Anlässlich des 1225-jährigen Stadtjubiläums erinnerte sich der 2010 verstorbene frühere Oberbürgermeister Eberhard Klapproth 2002 im Gespräch mit unserer Zeitung an das Jubiläumsjahr 1977: „Das stolze Gefühl, Esslinger zu sein, war damals so groß wie lange nicht mehr. Ich war sehr froh darüber, wie sich die Menschen an den Jubiläumsfeierlichkeiten beteiligt haben – angefangen bei den Schulen bis hin zu den Vereinen. Man brauchte damals nur einen Anstoß zu geben, und schon waren alle mit Feuereifer bei der Sache. Das hat weit über das Jubiläumsjahr hinaus gewirkt. Was kann sich eine Stadt Schöneres wünschen?“

Weichen für Esslingens Zukunft gestellt

Für den damaligen OB Eberhard Klapproth war das Stadtjubiläum 1977 viel mehr als nur ein rauschendes Fest. Foto: Archiv

Ein Stadtjubiläum ist stets auch ein Anlass, den Blick zurück zu richten. „Es ging darum, geschichtlich zu denken und sich klar zu machen, dass man in einem Fluss der Generationen lebt“, brachte Eberhard Klapproth die damaligen Überlegungen ein Vierteljahrhundert später auf den Punkt. Und es war alles andere als ein Zufall, dass just im Jubiläumsjahr Otto Borsts bis heute viel beachtetes Monumentalwerk „Geschichte der Stadt Esslingen“ erschienen ist. Sich bewusst zu machen, woher man kommt, um daraus die richtigen Schlüsse zu ziehen, wohin man als Stadtgesellschaft will, war Klapproth, der von 1966 bis 1989 als OB im Rathaus den Ton angab, ein Gebot der Vernunft: „Dieses Erbe gibt uns die Verpflichtung, das zu erhalten und zu gestalten, was uns von früheren Generationen übertragen ist. Dieses Erinnern, wer man ist und woher man kommt, war für mich ein besonderes Anliegen unserer 1200-Jahr-Feier. Und es war für die Stadt auch ein Anlass, sich über ihre künftige Entwicklung klar zu werden und die Weichen für die Zukunft zu stellen. Das war auch bitter notwendig.“

Als die Stadt damals nach Abschluss der Jubiläumsfeierlichkeiten Bilanz zog, war eine stattliche Zahl von Attraktionen zusammengekommen. Unvergessen ist vielen der Festgottesdienst in der Stadtkirche St.

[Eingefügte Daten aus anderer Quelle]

Issue #179, opened 2025-12-03
Hardcode rank R


TalDerei:
Remove rank parameterization R and fix it as a generic parameter with a fixed constant (R = 13). I don't think there's any practical use case for varying the rank?

PR #495, opened 2026-02-19
chore(circuits): rank handling with named aliases

TalDerei:
References https://github.com/tachyon-zcash/ragu/issues/179. Replaces arbitrary `R<N>` with named rank aliases: `ProductionRank = R<13>` and `TestRank = R<7>` (paring down `impl_rank_for_R`). We can't use `ProductionRank` everywhere because some of our tests would take a few minutes to run in debug mode.

### DIFF
--- a/crates/ragu_circuits/src/polynomials/mod.rs
+++ b/crates/ragu_circuits/src/polynomials/mod.rs
@@ -17,8 +17,9 @@ mod private {
 pub trait Rank:
     private::Sealed + Clone + Send + Sync + 'static + PartialEq + Eq + core::fmt::Debug + Default
 {
-    /// Ragu currently only supports ranks between $2$ and $28$ to avoid
-    /// overflows on 32-bit architectures.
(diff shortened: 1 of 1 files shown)


crates/ragu_circuits/src/polynomials/mod.rs
```diff
@@ -100,11 +101,24 @@ pub trait Rank:
     }
 }
 
-/// Explicit implementations for various basis sizes supported for use in Ragu.
-/// `R<N>` implements [`Rank`] for $N \in [2, 28]$.
+/// `R<N>` implements [`Rank`] for supported values of $N$. The [`Rank`] trait
+/// provides a [`ProductionRank`] ($N = 13$) and [`TestRank`] ($N = 7$). Additional
+/// implementations can be added to `impl_rank_for_R!` as needed.
```
ebfull: nit: The `Rank` trait itself doesn't provide these, we reference the specific type aliases here though.

Issue #256, opened 2025-12-17
Unify ky definitions


TalDerei:
PR #188 introduced a streaming `ky::emulate` function that evaluates `k(Y)` at a point using Horner's method, avoiding intermediate coefficient collection. Both approaches use the same `Write` impl on the circuit's instance output, which is the unified source of truth for k(Y) structure.

Two approaches exist in `ragu_circuits/src/ky.rs`:
   - `eval`: Collects k(Y) coefficients into a `Vec<F>`
   - `emulate`: Streaming Horner evaluation at a point `y`

We have some call sites that invoke `circuit.ky(instance)` + `arithmetic::eval(&ky, y)`, but these can be replaced with a single `ky::emulate(&circuit, instance, y)` to unify these definitions. Optionally, we may consider replacing the `CircuitExt::ky()` trait method.

PR #497, opened 2026-02-20
chore(circuits): unify ky evaluation using a shared/generic horner impl

TalDerei:
References https://github.com/tachyon-zcash/ragu/issues/256.

Unifies multiple `ky` definitions by removing the nearly duplicate `ky` wrapper and `Horner` impls from the `ragu_pcd` crate, and relocating `Horner` to `ragu_circuits` as a generic utility. I think this migration is suitable because if we keep the implementation in `ragu_pcd`, then crates will have two different implementations of the same logic (evaluating `ky`), which was the status quo. With this in place:
- the older `CircuitExt::ky()` API can change from coefficient vector to streaming evaluation (without needing to collect into an intermediate `Vec<F>`)
- two-step call site consolidation `(staged.ky(()) + ragu_arithmetic::eval(&ky, y)` collapses to `staged.ky((), y))`


TalDerei:
> registry_ops

this is a good example of noise from the CI runner environment

PR #498, opened 2026-02-20
test: add dishonest prover test suite

LucidSamuel:
## Summary

- Ports the dishonest-prover verifier suite onto the current flattened `Proof` representation.
- Replaces the old `trivial_proof()`-based tests with deterministic seeded real proofs, giving the verifier an honest proof before each single-field corruption.
- Adds a positive acceptance test and a full Fiat-Shamir transcript replay test covering all 11 challenges.
- Adds 36 focused rejection tests covering challenges, bridge commitments, native and nested polynomials, circuit IDs, and header lengths.

## Scope

This is a tests-only change. It does not add `ab_commitment_claim` or `f_commitment_claim` binding checks, or modify any other verifier production logic. The branch was rebuilt on current `main` after the proof representation was flattened.

The port is not byte-identical to the previously reviewed diff because current APIs changed import paths and local naming, but the suite remains semantically the same.

## Validation

- `RUSTUP_TOOLCHAIN=nightly-2026-04-11 cargo fmt --all -- --config-path rustfmt.nightly.toml --check`
- `cargo clippy --workspace --lib --tests --benches --locked -- -D warnings`
- `cargo test -p ragu_pcd --locked`

### DIFF
--- a/crates/ragu_pcd/src/verify.rs
+++ b/crates/ragu_pcd/src/verify.rs
@@ -238,15 +238,19 @@ mod nested {
 #[cfg(test)]
 mod tests {
     use ragu_arithmetic::{
+        FixedGenerators,
         ff::Field,
         rand::{SeedableRng, rngs::StdRng},
     };
     use ragu_circuits::{polynomials::ProductionRank, registry::CircuitIndex};
     use ragu_pasta::Pasta;
+    use ragu_primitives::{GadgetExt, Point};
 
     use super::*;
-    use crate::ApplicationBuilder;
+    use crate::{ApplicationBuilder, step::internal::trivial::Trivial};
 
+    type CF = <Pasta as Cycle>::CircuitField;
+    type NestedCurve = <Pasta as Cycle>::NestedCurve;
     type TestR = ProductionRank;
     const HEADER_SIZE: usize = 4;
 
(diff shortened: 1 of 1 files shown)


crates/ragu_pcd/src/verify.rs
```diff
@@ -266,30 +266,68 @@ mod nested {
...
+            .seed(&mut rng, Trivial::new(), ())
+            .expect("seed should not fail");
+        proof
+    }
+
+    /// Macro to reduce boilerplate for trivial-proof corruption tests.
+    ///
+    /// Creates a trivial proof, applies a corruption, then asserts that
+    /// verification rejects the corrupted proof.
+    macro_rules! assert_trivial_rejects {
```
TalDerei: remove; we shouldn't be testing anything here against the trivial proof, only seeded trivial proof.

crates/ragu_pcd/src/verify.rs
```diff
@@ -368,14 +394,246 @@ mod tests {
...
+    assert_trivial_rejects!(trivial_rejects_corrupted_compute_v_blind, |proof| {
+        proof.circuits.compute_v_blind = CF::from(999u64)
+    });
+
+    // -----------------------------------------------------------------------
+    // Seeded proof tests (7 tests)
+    //
+    // These use a real proof produced by seed() that actually passes
+    // verification, providing meaningful coverage of every verification path.
+    // -----------------------------------------------------------------------
```
TalDerei: let's be more rigorous when creating these tests; there's a lot of duplication in these tests that can be extracted out. moreover, this is a relatively _sparse_ set: covers `x, y, u` (3 of 11 challenges) and `p.blind, p.v, ab.c` (scalars). we should extend this to:
- `w, z, mu, nu, mu_prime, nu_prime, alpha, pre_beta` challenges
- have more useful tests around `preamble, s_prime, error_n, error_m, ab, query, f, eva`l nested commitments
- polynomial coefficient corruptions as noted in the original issue which isn't tracked here, specifically  one per `rx` component, plus `p.poly, f.poly, query.registry_xy_pol`, from `Source::rx()` at `verify.rs`.

TalDerei (changes requested):

LucidSamuel:
Updated per review

nb: while extending coverage, two cases (ab.b_poly, f.poly) initially still verified. so fixed by adding explicit verifier
commitment-binding checks for:
- ab.a_poly / ab.a_blind / ab.a_commitment
- ab.b_poly / ab.b_blind / ab.b_commitment
- f.poly / f.blind / f.commitment

LucidSamuel:
Rebuilt this branch on current `main` and force-pushed it as a single tests-only commit (`95f87942`). The production verifier changes from the old version remain dropped.

One caveat when comparing this with the previously reviewed diff: it is not byte-identical because of cosmetic API drift on current main. `rand` is now re-exported through `ragu_arithmetic`, polynomial paths use the shorter `sparse::Polynomial::new()` form, and `Emulator` comes from the current `verify.rs` scope. The suite and its semantics are otherwise unchanged.

Local validation is clean: pinned nightly rustfmt, workspace clippy with `-D warnings`, and the full `ragu_pcd` test suite.

TalDerei:
taking over this PR, rebasing to resolve merge conflicts and merging.

TalDerei:
oh totally forgot that we haven't fully wired in all the bridge commitments in (reference https://github.com/tachyon-zcash/ragu/pull/498/changes/627755c887f661896ade16229a42ecb4982cb086#diff-be95f5b912639cbd1263c8eb036f1c7f4a77a5dd7aaa2752784a77e54a9fbf4aR525-R532), so i'd like to defer this kind of testing until recursion is finished. cc @ebfull (@LucidSamuel thanks for opening this PR and this is great, so when we're at the stage for this kind of testing we can resurrect this PR, but opting to close for now to reduce the PR queue pressure).

PR #499, opened 2026-02-20
Add cross-circuit coverage protection on set slots

alxiong:
The abstraction of `Slot` provides one-time allocation (via `get()` or lazily via `take()`) and allows fields in `unified::Output` to be set by one circuit and get by another. 

But an invariant it didn't enforce is that internal circuits had indeed `set` to all fields in the Output (thus enforce in circuit as the output of other procedures) rather than blindly allocated to.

Dionys. „Dass wir dieses Ereignis am Ort des Geschehens erleben durften, hat die Veranstaltung zu einer ganz besonderen gemacht“, erinnerte sich der damalige Oberbürgermeister ein Vierteljahrhundert später. „Immerhin gilt der Ort, an dem heute St. Dionys steht, dank der St. Vitalis-Zelle aus dem überlieferten Testament des Abtes Fulrad als die Keimzelle Esslingens. Das hat alle, die damals dabei waren, sehr aufgewühlt.“ Bleibende Erinnerungen hat der historische Festumzug hinterlassen, um den sich alle von den Bürgermeistern und den Amtsleitern über die Auszubildenden und den Bauhöfen bis hin zu den Vereinen und verschiedensten Bürgerschaftsgruppen verdient gemacht haben. Alle wollten dabei sein.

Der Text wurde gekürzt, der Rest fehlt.